◆ **The task**: Given the records below, would you repeat exactly the lines that begin at the one containing "If there is" and end at the one containing "Dirk, do you need a new tag with this?", inclusive?

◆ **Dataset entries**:
PR #6971, opened 2016-07-10
make sure AlcaHarvest CMSSW jobs only use a single core

hufnagel:
The SiPixelAli AlcaHarvest jobs are assigned 4 cores since they need lots of disk space. The AlcaHarvest CMSSW job itself can only run single-threaded though, so make sure it only uses one core.

### DIFF
--- a/src/python/WMCore/WMRuntime/Scripts/SetupCMSSWPset.py
+++ b/src/python/WMCore/WMRuntime/Scripts/SetupCMSSWPset.py
@@ -568,6 +568,20 @@ class SetupCMSSWPset(ScriptInterface):
 
         return
 
+    def handleAlcaHarvestSettings(self):
+        """
+        _handleAlcaHarvestSettings_
+
+        AlcaHarvest jobs should only use one core in CMSSW
+        """
+        try:
+            if int(self.step.data.application.multicore.numberOfCores) > 1:
+                self.step.data.application.multicore.numberOfCores = 1
+        except AttributeError:
+            pass
+
+        return
+
     def handleSpecialCERNMergeSettings(self, funcName):
         """
         _handleSpecialCERNMergeSettings_
@@ -642,6 +656,8 @@ class SetupCMSSWPset(ScriptInterface):
                 self.handleRepackSettings()
             elif funcName == "merge":
                 self.handleMergeSettings()
+            elif funcName == "alcaHarvesting":
+                self.handleAlcaHarvestSettings()
 
             if socket.getfqdn().endswith("cern.ch"):
                 self.handleSpecialCERNMergeSettings(funcName)


amaltaro:
Code looks good. However, I'd suggest making a single `handleNumberOfCores` method for `if funcname in ['merge', 'repack', 'alcaHarvesting']. Then from this `if` you make another call for the repack tweak (without the multicore code).

Eventually we should fix it in the source (spec file) and set it to 1 for any job types or tasks that need to run as single core.

hufnagel:
We can't "fix" it in the spec. The spec has them as single core jobs, but that is overridden in the job splitting, from that point on they are real multicore jobs. Multicore jobs whose CMSSW step only uses a single core, hence the needed override in the runtime CMSSW code.

Also, since you suggest a functional change/refactoring, can you open another issue on it later ? Or I can just make the change later. I do not want to change this version since I already pointed Tier0Ops at it and AFAIK it is actively being used.

amaltaro:
Ahh, this alcaHarvesting is one step in a multi-steps job? Or is it a single job but one that you want to deceive gWMS as multicore?

About this patch, isn't the change simple enough that you can make it right from the beginning? Sorry for being picky, but the more I look at the WMCore code, the more I want to get rid of complications, duplications, very specific exceptions and patches everywhere.

hufnagel:
Correct on the latter. I want gWMS to schedule it multicore, but the CMSSW step can only run single-threaded so far.

This is complicated, but it can't be done any other way at the moment. We would have to change the disk space kill expressions to change this (kill on what a job reserved, not the 20GB*N + 7GB rule). Problem is that disk space estimates are so unreliable that this would be dangerous. For our workflows to function at all we rely on them having plenty of local disk space and that is allocated by the famous 20GB per core rule we ask of the sites. I just don't see how we can fit single core jobs that ask for and use 100GB of local disk into our job mix without total screwups and messes.

hufnagel:
Which effectively means if you have a job that you know needs 100GB of local disk, you need to submit it as a 5 core gWMS job, no matter what the actual payload uses in terms of cores. Only way to do it.

hufnagel:
@ticoann this seems to have been forgotten somewhat ?

ticoann:
I think Alan just wanted to make duplicated code to simple since the 3 methods are almost the same. (But I might be wrong). For me, I was just wondering 
following part
```
exception:
    pass
```
Is there nothing need to be done when exception occurs?

hufnagel:
If there is an exception it means that self.step.data.application.multicore.numberOfCores doesn't exist, which is fine, since then the job is already singlecore (that parameter not existing is historically interpreted as singlecore in our code).

hufnagel:
We can wait merging this until Monday, I can review this and see if I can simplify the methods...

ticoann:
test this please

ticoann:
Dirk, do you need a new tag with this?

hufnagel:
Ok, looked at the code and I can simplify this. I'd rather do it in a new commit and pull request though since I don't want to modify this one (we are already using it in the Tier0). Which means this should get merged and I'll need a new tag.

ticoann:
Hi Dirk, I will merge it and create the new tag then. In general we freeze the merge during testbed validation since code might affect in applications in cmsweb. (reqmgr, etc) 
But in this case, it won't. Anyway, I think we should maintain Tier0 branch for T0 agent upgrade as we briefly discussed in the release meeting.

◆ **The completed task**:
If there is an exception it means that self.step.data.application.multicore.numberOfCores doesn't exist, which is fine, since then the job is already singlecore (that parameter not existing is historically interpreted as singlecore in our code).

hufnagel:
We can wait merging this until Monday, I can review this and see if I can simplify the methods...

ticoann:
test this please

ticoann:
Dirk, do you need a new tag with this?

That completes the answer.